PR #1663, opened 2020-04-16
Show how to set SIM to start each simulator

cmarqu:


documentation/source/simulator_support.rst
```diff
@@ -115,25 +140,44 @@ Aldec Riviera-PRO
...
 .. _sim-modelsim:
 
 Mentor ModelSim
 ===============
 
+In order to use this simulator, set :make:var:`SIM` to ``modelsim``:
+
+.. code-block:: bash
+
+    make SIM=modelsim
```
themperek, line 179: I am not sure if we should not do `Mentor Questa/Modelsim` since this is one and the same at this point?

cmarqu: Maybe... But not in this PR :)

Activity
The job here is to find each line above with the word "this" and copy it.

Solution
+In order to use this simulator, set :make:var:`SIM` to ``modelsim``:
themperek, line 179: I am not sure if we should not do `Mentor Questa/Modelsim` since this is one and the same at this point?
cmarqu: Maybe... But not in this PR :)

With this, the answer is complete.